From first line to last, the records below are to be duplicated exactly.
*** Data for processing ***
PR #6369, opened 2022-09-30
Fix icon decoding on X11

Hugal31:
glutin is waiting for a RGBA with 8-bit depth, but our icon is 16-bit depth. Normalize the color data when decoding the icon.

Without this, I had a `winit::icon::BadIcon::DimensionsVsPixelCount` when loading the icon on Linux/X11.

### DIFF
--- a/alacritty/src/display/window.rs
+++ b/alacritty/src/display/window.rs
@@ -324,7 +324,8 @@ impl Window {
     pub fn get_platform_window(identity: &Identity, window_config: &WindowConfig) -> WindowBuilder {
         #[cfg(feature = "x11")]
         let icon = {
-            let decoder = Decoder::new(Cursor::new(WINDOW_ICON));
+            let mut decoder = Decoder::new(Cursor::new(WINDOW_ICON));
+            decoder.set_transformations(png::Transformations::normalize_to_color8());
             let mut reader = decoder.read_info().expect("invalid embedded icon");
             let mut buf = vec![0; reader.output_buffer_size()];
             let _ = reader.next_frame(&mut buf);
--- a/alacritty/src/display/window.rs
+++ b/alacritty/src/display/window.rs
@@ -330,6 +330,7 @@ impl Window {
             let mut buf = vec![0; reader.output_buffer_size()];
             let _ = reader.next_frame(&mut buf);
             Icon::from_rgba(buf, reader.info().width, reader.info().height)
+                .expect("invalid embedded icon format")
         };
 
         let builder = WindowBuilder::new()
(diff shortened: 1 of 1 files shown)


chrisduerr:
Which Alacritty version did you build? I'm not running into any errors on Linux.

Hugal31:
I'm trying on the last upstream commit (e9ee8dc). A bisect shows the bug appears since 7d708d5.
You can run with this patch to make the error more visible:
```patch
diff --git a/alacritty/src/display/window.rs b/alacritty/src/display/window.rs
index 6c88f56f..582856e9 100644
--- a/alacritty/src/display/window.rs
+++ b/alacritty/src/display/window.rs
@@ -331,6 +331,11 @@ impl Window {
             Icon::from_rgba(buf, reader.info().width, reader.info().height)
         };

+        if let std::result::Result::<&Icon, &glutin::window::BadIcon>::Err(err) = icon.as_ref() {
+            log::error!("could not load icon: {:?}", err);
+        }
+
         let builder = WindowBuilder::new()
             .with_title(&identity.title)
             .with_name(&identity.class.general, &identity.class.instance)
```

I'm using Ubuntu 20.04 with XFCE 4.14 if that helps.

chrisduerr:
> You can run with this patch to make the error more visible:

Ah okay, so the issue is just that the icon doesn't show up, it doesn't crash or anything?

chrisduerr (changes requested):
A big reason why this error went undetected is that we just pass `icon.ok()` to `with_window_icon` and thus any error is silently ignored and we just pretend that no icon was specified.

However, we **always** load and decode an icon on X11 and we're certain that this should work without any errors. So to avoid having a silent failure like this in the future, I'd actually change the code to be more verbose here.

We could return a result since we already `expect` the `read_info`, or alternatively we could also `expect` icon decode errors. Generally I think I'd expect returning a Result but I'm not sure if that can be easily handled by the caller.

Hugal31:
Yes, this cause no crash, it only silently fails to add the icon. In fact, on my setup, it shows the icon on the window decorator but not on the XFCE desktop miniatures somehow, but I don't know if it is specific to my setup.

I don't think we should return a result. Either we consider this is a "build" (not a runtime) error and panic (by `expect`ing the result), or we consider this can happen log a warning because a missing icon is not a big deal. But if we return a result, we will have to handle it and because this is the function supposed to create the WindowBuilder, we will still be left in a useless state.

Personally i'll go with a warning.

chrisduerr:
We do **not** want a warning here, since this should **always** succeed. The image we pass in is compiled into our application so it will either always fail or never. If it always fail we want it to be as noisy as possible so we can fix it asap.

chrisduerr (approved):

PR #6375, opened 2022-10-03
Fixed typo in comments

CosmosAtlas:


chrisduerr:
Fixing a singular typo isn't really a beneficial contribution to the project. That's just unnecessary noise.

CosmosAtlas:
I agree, not worth a separate commit. : )

Maybe integrate it with another commit that touches the same file.

Issue #6373, opened 2022-10-02
Make Control+Insert a default keybinding for Copy


heisencoder:
By default on Linux/Windows, alacritty does not bind the Control+Insert keyboard shortcut to Copy (or CopySelection), but does bind Shift+Insert to Paste.  This lacks symmetry and breaks the workflow of users who use the standard Control/Shift+Insert for copy/paste.  These shortcuts are particularly useful in the context of terminals because they are the same across most other Windows/Linux apps and provide a way to avoid the disaster of accidentally pressing Control+C in the terminal via muscle memory.

The request here is simple: Add Control+Insert with a default binding to the Copy action.

Note that I tried binding this action to CopySelection, but was unable to get it working to my satisfaction on Linux, so am suggesting just binding this to Copy.

### Specific suggested changes:

1. In `fn common_keybindings()` in bindings.rs, add this line:

```rust
    bindings!(
    ...
        Insert,   ModifiersState::CTRL, ~BindingMode::VI; Action::Copy;
    ...)
```

2. Add this default to the `key_bindings` section of `alacritty.yml`:

```yaml
key_bindings:
  ...
   # (Windows, Linux, and BSD only)
   # - { key: Insert,         mods: Control,                         action: Copy             }
```

Thanks for consideration of this feature request!  

### System

* OS: Linux/BSD/Windows (Not MacOS)
* Version: alacritty 0.10.1 ()
* Linux/BSD: X11, i3wm with compton

chrisduerr:
Control + Insert to *copy* makes exactly zero sense to me. Which other applications on Linux have this binding enabled by default?

heisencoder:
Control+Insert has a long history between both Linux and Windows, and it also has support among many Linux applications.

See this excellent article describing the history: https://www.howtogeek.com/804030/the-origins-of-ctrlc-ctrlv-ctrlx-and-ctrlz-explained/

When Windows 1.0 was first introduced in 1985, it used Control+Insert for Copy, and it wasn't until Windows 3.1 (in 1992) when it also supported Ctrl+C for Copy (based on the Apple Lisa and Later Macintosh line).  Linux came out around that same time and most of the Linux-based UIs copied many aspects from Windows, including the shortcuts for cut/copy/paste and undo.

[...]

PR #6380, opened 2022-10-07
Bind Ctrl+Ins to Copy on Windows/Linux

heisencoder:
See #6373


chrisduerr:
I'd just like to point out that I generally don't review draft PRs. So if you're hoping for feedback on this PR, please request a review or remove the draft status.

heisencoder:
> 

My apologies -- this is still intentionally in draft because I haven't been able to validate yet that this change works. It appears that the new change has no effect when I rebuild and run with no config.  I don't understand how Shift+Insert reliably Pastes, but the new Control+Insert default does not Copy.  I can, however, add a new line to the config to enable binding Control+Insert to Copy, so I'm currently very confused, but haven't had time to debug further.

chrisduerr:
Closing because dead draft.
*** End of Data for processing ***
### Response box
PR #6369, opened 2022-09-30
Fix icon decoding on X11

Hugal31:
glutin is waiting for a RGBA with 8-bit depth, but our icon is 16-bit depth. Normalize the color data when decoding the icon.

Without this, I had a `winit::icon::BadIcon::DimensionsVsPixelCount` when loading the icon on Linux/X11.

### DIFF
--- a/alacritty/src/display/window.rs
+++ b/alacritty/src/display/window.rs
@@ -324,7 +324,8 @@ impl Window {
     pub fn get_platform_window(identity: &Identity, window_config: &WindowConfig) -> WindowBuilder {
         #[cfg(feature = "x11")]
         let icon = {
-            let decoder = Decoder::new(Cursor::new(WINDOW_ICON));
+            let mut decoder = Decoder::new(Cursor::new(WINDOW_ICON));
+            decoder.set_transformations(png::Transformations::normalize_to_color8());
             let mut reader = decoder.read_info().expect("invalid embedded icon");
             let mut buf = vec![0; reader.output_buffer_size()];
             let _ = reader.next_frame(&mut buf);
--- a/alacritty/src/display/window.rs
+++ b/alacritty/src/display/window.rs
@@ -330,6 +330,7 @@ impl Window {
             let mut buf = vec![0; reader.output_buffer_size()];
             let _ = reader.next_frame(&mut buf);
             Icon::from_rgba(buf, reader.info().width, reader.info().height)
+                .expect("invalid embedded icon format")
         };
 
         let builder = WindowBuilder::new()
(diff shortened: 1 of 1 files shown)


chrisduerr:
Which Alacritty version did you build? I'm not running into any errors on Linux.

Hugal31:
I'm trying on the last upstream commit (e9ee8dc). A bisect shows the bug appears since 7d708d5.
You can run with this patch to make the error more visible:
```patch
diff --git a/alacritty/src/display/window.rs b/alacritty/src/display/window.rs
index 6c88f56f..582856e9 100644
--- a/alacritty/src/display/window.rs
+++ b/alacritty/src/display/window.rs
@@ -331,6 +331,11 @@ impl Window {
             Icon::from_rgba(buf, reader.info().width, reader.info().height)
         };

+        if let std::result::Result::<&Icon, &glutin::window::BadIcon>::Err(err) = icon.as_ref() {
+            log::error!("could not load icon: {:?}", err);
+        }
+
         let builder = WindowBuilder::new()
             .with_title(&identity.title)
             .with_name(&identity.class.general, &identity.class.instance)
```

I'm using Ubuntu 20.04 with XFCE 4.14 if that helps.

chrisduerr:
> You can run with this patch to make the error more visible:

Ah okay, so the issue is just that the icon doesn't show up, it doesn't crash or anything?

chrisduerr (changes requested):
A big reason why this error went undetected is that we just pass `icon.ok()` to `with_window_icon` and thus any error is silently ignored and we just pretend that no icon was specified.

However, we **always** load and decode an icon on X11 and we're certain that this should work without any errors. So to avoid having a silent failure like this in the future, I'd actually change the code to be more verbose here.

We could return a result since we already `expect` the `read_info`, or alternatively we could also `expect` icon decode errors. Generally I think I'd expect returning a Result but I'm not sure if that can be easily handled by the caller.

Hugal31:
Yes, this cause no crash, it only silently fails to add the icon. In fact, on my setup, it shows the icon on the window decorator but not on the XFCE desktop miniatures somehow, but I don't know if it is specific to my setup.

I don't think we should return a result. Either we consider this is a "build" (not a runtime) error and panic (by `expect`ing the result), or we consider this can happen log a warning because a missing icon is not a big deal. But if we return a result, we will have to handle it and because this is the function supposed to create the WindowBuilder, we will still be left in a useless state.

Personally i'll go with a warning.

chrisduerr:
We do **not** want a warning here, since this should **always** succeed. The image we pass in is compiled into our application so it will either always fail or never. If it always fail we want it to be as noisy as possible so we can fix it asap.

chrisduerr (approved):

PR #6375, opened 2022-10-03
Fixed typo in comments

CosmosAtlas:


chrisduerr:
Fixing a singular typo isn't really a beneficial contribution to the project. That's just unnecessary noise.

CosmosAtlas:
I agree, not worth a separate commit. : )

Maybe integrate it with another commit that touches the same file.

Issue #6373, opened 2022-10-02
Make Control+Insert a default keybinding for Copy


heisencoder:
By default on Linux/Windows, alacritty does not bind the Control+Insert keyboard shortcut to Copy (or CopySelection), but does bind Shift+Insert to Paste.  This lacks symmetry and breaks the workflow of users who use the standard Control/Shift+Insert for copy/paste.  These shortcuts are particularly useful in the context of terminals because they are the same across most other Windows/Linux apps and provide a way to avoid the disaster of accidentally pressing Control+C in the terminal via muscle memory.

The request here is simple: Add Control+Insert with a default binding to the Copy action.

Note that I tried binding this action to CopySelection, but was unable to get it working to my satisfaction on Linux, so am suggesting just binding this to Copy.

### Specific suggested changes:

1. In `fn common_keybindings()` in bindings.rs, add this line:

```rust
    bindings!(
    ...
        Insert,   ModifiersState::CTRL, ~BindingMode::VI; Action::Copy;
    ...)
```

2. Add this default to the `key_bindings` section of `alacritty.yml`:

```yaml
key_bindings:
  ...
   # (Windows, Linux, and BSD only)
   # - { key: Insert,         mods: Control,                         action: Copy             }
```

Thanks for consideration of this feature request!  

### System

* OS: Linux/BSD/Windows (Not MacOS)
* Version: alacritty 0.10.1 ()
* Linux/BSD: X11, i3wm with compton

chrisduerr:
Control + Insert to *copy* makes exactly zero sense to me. Which other applications on Linux have this binding enabled by default?

heisencoder:
Control+Insert has a long history between both Linux and Windows, and it also has support among many Linux applications.

See this excellent article describing the history: https://www.howtogeek.com/804030/the-origins-of-ctrlc-ctrlv-ctrlx-and-ctrlz-explained/

When Windows 1.0 was first introduced in 1985, it used Control+Insert for Copy, and it wasn't until Windows 3.1 (in 1992) when it also supported Ctrl+C for Copy (based on the Apple Lisa and Later Macintosh line).  Linux came out around that same time and most of the Linux-based UIs copied many aspects from Windows, including the shortcuts for cut/copy/paste and undo.

[...]

PR #6380, opened 2022-10-07
Bind Ctrl+Ins to Copy on Windows/Linux

heisencoder:
See #6373


chrisduerr:
I'd just like to point out that I generally don't review draft PRs. So if you're hoping for feedback on this PR, please request a review or remove the draft status.

heisencoder:
> 

My apologies -- this is still intentionally in draft because I haven't been able to validate yet that this change works. It appears that the new change has no effect when I rebuild and run with no config.  I don't understand how Shift+Insert reliably Pastes, but the new Control+Insert default does not Copy.  I can, however, add a new line to the config to enable binding Control+Insert to Copy, so I'm currently very confused, but haven't had time to debug further.

chrisduerr:
Closing because dead draft.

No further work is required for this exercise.